ASSIGNMENT: Your answer should be every line of the records that contains the word "refresh", copied as it stands.

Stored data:
════

PR #866, opened 2026-03-16
Wd 33307 implement the registration flow according to design

abhigyanghosh30:
Done:
- Email and password input pages
- Redirect from registration to verification flow correctly

TBD:
- Redirect from verification to setup passkey


ui/pages/verification.tsx
```diff
@@ -181,7 +181,7 @@ const Verification: NextPage = () => {
             } else {
               const timer = setTimeout(() => {
                 clearTimeout(timer);
-                window.location.href = "/ui/manage_details";
+                void router.push("/secure_account");
```
BarcoMasile: Question: have you tried this without the `basePath` config in the next.config.js file?

ui/components/NodeInputEmail.tsx
```diff
@@ -20,9 +20,11 @@ export const NodeInputEmail: FC<NodeInputProps> = ({
...
     : message;
 
-  if (value == undefined) {
-    void setValue(defaultValue);
-  }
+  useEffect(() => {
+    if (value == undefined) {
+      void setValue(defaultValue);
+    }
+  }, []);
```
BarcoMasile, line 27: question: how come you want this to run only once?

ui/components/Field.tsx
```diff
@@ -0,0 +1,228 @@
...
+}: Props): React.JSX.Element => {
+  const labelNode = generateLabel(
+    forId,
+    required,
+    label,
+    labelClassName,
+    stacked,
+  );
+
+  const content = generateContent({
```
BarcoMasile, line 198: issue: adopt `useMemo`

ui/components/Field.tsx
```diff
@@ -0,0 +1,228 @@
...
+  label,
+  labelClassName,
+  labelFirst = true,
+  required,
+  stacked,
+  success,
+  validationId,
+  ...props
+}: Props): React.JSX.Element => {
+  const labelNode = generateLabel(
```
BarcoMasile, line 190: issue: adopt `useMemo`

ui/components/Field.tsx
```diff
@@ -0,0 +1,228 @@
...
+  labelNode,
+  help,
+  helpClassName,
+  error,
+  caution,
+  success,
+  validationId,
+  helpId,
+  isTickElement,
+}: Partial<Props> & {
```
BarcoMasile: Question: isn't `Partial<>` redundant here? All Props fields are already all optional

ui/components/PasswordInput.tsx
```diff
@@ -0,0 +1,148 @@
...
+  }, [takeFocus, takeFocusDelay]);
+
+  const input: ReactNode = (
+    <input
+      className={classNames("p-form-validation__input", className)}
+      ref={inputRef}
+      type={type}
+      {...commonProps}
+    />
+  );
```
BarcoMasile: issue: adopt `useMemo` please

ui/components/PasswordToggle.tsx
```diff
@@ -1,8 +1,69 @@
...
+     * Delay takeFocus in milliseconds i.e. to let animations finish
+     */
+    takeFocusDelay?: number;
+    /**
+     * Optional class(es) to pass to the wrapping Field component
+     */
+    wrapperClassName?: string;
+  },
+  InputHTMLAttributes<HTMLInputElement>
+>;
```
BarcoMasile: issue(DRY): this is not DRY, you can share with the definitions in PasswordInput.tsx and extrapolate the common parts

ui/pages/register.tsx
```diff
@@ -190,22 +195,41 @@ const Registration: NextPage = () => {
...
+      const name = (node.attributes as UiNodeInputAttributes)["name"];
+      if (!name) {
+        return true;
+      }
+
+      return !noShowFields.includes(name);
+    });
+    const reorderedNodes: UiNode[] = filteredNodes.sort(
+      (a: UiNode, b: UiNode) => {
+        return nodeOrder.indexOf(a.group) - nodeOrder.indexOf(b.group);
```
BarcoMasile, line 199: nit: you have JSONs for free, why traversing that array everytime..?

ui/pages/_disabledPages/_secure_account.tsx
```diff
@@ -0,0 +1,63 @@
...
+import { Col, Icon, Row } from "@canonical/react-components";
+import { useRouter } from "next/router";
+
+const secureAccount: NextPage = () => {
+  const router = useRouter();
+  return (
+    <PageLayout title="Secure your account">
+      <div
+        className="p-card clickable"
+        onClick={() => {
```
BarcoMasile, line 15: adopt `useCallback` please

ui/pages/_disabledPages/_secure_account.tsx
```diff
@@ -0,0 +1,63 @@
...
+                <strong>Set up Passkey (recommended)</strong> <br />
+                <small>
+                  Verify with your FaceID, TouchID, PIN or Security key.
+                </small>
+              </p>
+            </Col>
+          </Row>
+        </div>
+      </div>
+      <div
```
BarcoMasile: adopt `useCallback`

ui/pages/verification.tsx
nsklikas: This is a dead link (`/secure_account` does not exist), try to refresh the page when you get there and you will see the problem

ui/pages/verification.tsx
```diff
@@ -292,7 +292,7 @@ const Verification: NextPage = () => {
         </Notification>
         <Spinner
           text={`You will be redirected to ${
-            returnTo ? (returnTo as string).split("?")[0] : "/ui/manage_details"
+            returnTo ? (returnTo as string).split("?")[0] : "/ui/secure_account"
```
nsklikas: `returnTo` comes directly from the URL query string with no validation at all. This means anyone can craft a link like `http://localhost/ui/verification?return_to=https://example.com` and after a legitimate user completes verification they'll be silently redirected to an external site. This can be abused for phishing. We should only allow URLs that come from kratos for redirection

ui/components/RegisterPassword.tsx
```diff
@@ -0,0 +1,124 @@
...
+              redirectTo(redirectAction.redirect_browser_to, router);
+              return;
+            }
+          }
+        })
+        .catch((error) => {
+          // Handle errors, e.g., display error messages
+          console.error("Error submitting registration flow:", error);
+          setIsSubmitting(false);
+        });
```
nsklikas: If the registration request fails — network error, expired flow, server-side validation rejection — the error is only logged to the console and the submit button is re-enabled. From the user's perspective nothing happened, they have no idea why. Every other flow page feeds errors back through `setFlow` so they show up as proper UI messages. This should do the same.

ui/components/Password.tsx
```diff
@@ -45,39 +21,50 @@ const Password: FC<Props> = ({
...
-  const handlePasswordChange = useCallback(
-    (e: React.ChangeEvent<HTMLInputElement>) => {
-      if (!hasTouched) setHasTouched(true);
-      setPassword(e.target.value);
-    },
-    [hasTouched, setPassword],
-  );
+  const localValid = hasPassBlur && !isCheckFailed && password === confirmation;
+  if (isValid !== localValid) {
+    setValid(localValid);
```
nsklikas: copilot comment:

`setValid` is being called conditionally during the render pass. Updating state during render is not allowed in React — it can cause extra renders or in some cases loop. This should be inside a `useEffect` with `[localValid]` as the dependency array.

nsklikas (commented):
Good work overall. Use copilot with the setup I have pushed to the repo to run some tests. Left a few inline comments, summary of the main things below.

**Blocking**

- `verification.tsx:179` — open redirect. `return_to` is taken from the query string with no validation. You can reproduce it by navigating to `/ui/verification?return_to=https://example.com` and completing verification — you land on `example.com`. Only relative URLs should be accepted here.
- `RegisterPassword.tsx:93` — errors from `updateRegistrationFlow` are swallowed in the catch block. The user gets no feedback when the submit fails. All the other flow pages feed errors back through `setFlow`; this should do the same.

**Should fix**

- `Password.tsx:64` — `setValid` is called during render. This should be in a `useEffect`.

**Minor (feel free to disregard)**

- `secure_account.tsx:11,35` — the clickable cards are plain `div` elements. They can't be focused with Tab or activated with the keyboard. Should be `button` elements (the `useCallback` suggestion from the other reviewer doesn't address this).
- `NodeInputEmail.tsx:40–66` — `document.getElementsByClassName("p-button--positive")[0]` to toggle the submit button. This will break if the page ever has more than one positive button. Better to wire this through React state.

ui/pages/verification.tsx
abhigyanghosh30: I was unable to reproduce this issue. I can refresh and the page still shows

BarcoMasile: @abhigyanghosh30  If you run the frontend with npm run dev you have the settings in next.config.js working.
There you'll have also the `basePath` which will influence the behavior of redirections. That could be the case why you can't reproduce the issue, try commenting the `basePath` in next.config.js and run again.

ui/components/NodeInputEmail.tsx
abhigyanghosh30: We want to run it once per render. In case the field doesn't have a value coming from the props, the default value is assigned

ui/pages/verification.tsx
abhigyanghosh30: Replaced with redirectTo function which does the redirect better

ui/components/Field.tsx
abhigyanghosh30: Not required as this is a pure function. Everytime the props change, the component will be re-rendered and the funciton will run again anyways

abhigyanghosh30: For reference this component is a copy of https://github.com/canonical/react-components/blob/main/src/components/Field/Field.tsx which also has the same patterns

ui/components/Field.tsx
abhigyanghosh30: same as above

ui/components/PasswordToggle.tsx
abhigyanghosh30: fixed

ui/components/NodeInputEmail.tsx
BarcoMasile: It's clear now, thank you!

ui/components/Field.tsx
BarcoMasile: If you used `useMemo` you would memoize the result of the function, which would avoid re-rendering in case the inputs don't change. Memoizing is about avoiding the change of the reference to the variable instantiated so the re-render doesn't unnecessarily happens.

About the example you provided, they should use `useMemo` as well.

That said, I don't consider this a blocking issue so it's fine to leave it as is for now.

ui/components/Field.tsx
BarcoMasile: link to my other response to the same type of comment: https://github.com/canonical/identity-platform-login-ui/pull/866/changes#r3020325582

ui/components/RegisterPassword.tsx
abhigyanghosh30: updated the error to update the flow. Although I see there is no error reporting in case of non 400 errors.

ui/pages/verification.tsx
abhigyanghosh30: I see that the createVerificationFlow function requires a returnTo parameter. How should we handle that? I just removed it for now and it seems to work

ui/pages/verification.tsx
abhigyanghosh30: replaced the hardcoded basepaths with the basepath value from the router object which should be able to handle the redirects correctly. This was if we change it to something other than `/ui` in the nextconfig, it will still do the routing correctly

ui/components/Password.tsx
abhigyanghosh30: updated

ui/pages/verification.tsx
nsklikas: Don't remove the `returnTo` — we need it for the OIDC case.

The fix is to keep passing it to `createBrowserVerificationFlow` (line 115 already does this correctly). Kratos validates the value against its allowed redirect URLs and stores the validated URL on the flow object. The bug is one step later: on `passed_challenge` the redirect uses the raw query param `returnTo` instead of reading `flow.return_to`. That is what causes the open redirect — the `return_to` URL is never going through Kratos. The fix is to use `flow.return_to` instead, the same way `setup_complete.tsx` does it.

This covers both cases naturally:
1. local flow (user visiting their profile page, link from email): `flow.return_to` is not set → fall back to the default page
2. OIDC-initiated flow: the registration was started with a `return_to` pointing to the third-party app → Kratos threads it through to the verification flow → `flow.return_to` resolves to the original app

It is also fine to keep the default `"/ui/manage_details"` fallback.

One thing worth checking (probably out of scope for now): does Kratos propagate `return_to` from the registration flow onto the verification flow it creates internally (the one we get via `continue_with.show_verification_ui`)? If it does, we don't need to do anything else. If it doesn't, we'd need to pass the registration flow's `return_to` explicitly when redirecting to verification.

ui/pages/verification.tsx
BarcoMasile: > replaced the hardcoded basepaths with the basepath value from the router object which should be able to handle the redirects correctly

can you make sure it actually does? so we remove doubt @abhigyanghosh30

shipperizer:
@abhigyanghosh30 please rebase on main, clean the merge commits and potentially rewrite the history in a more concise way as those messages end up in our changelog

abhigyanghosh30:
@BarcoMasile @shipperizer @nsklikas @natalian98 Closing this one and opening a new PR https://github.com/canonical/identity-platform-login-ui/pull/872 which has the rebasing and cherrypicking done correctly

════

ANSWER BELOW:
nsklikas: This is a dead link (`/secure_account` does not exist), try to refresh the page when you get there and you will see the problem
abhigyanghosh30: I was unable to reproduce this issue. I can refresh and the page still shows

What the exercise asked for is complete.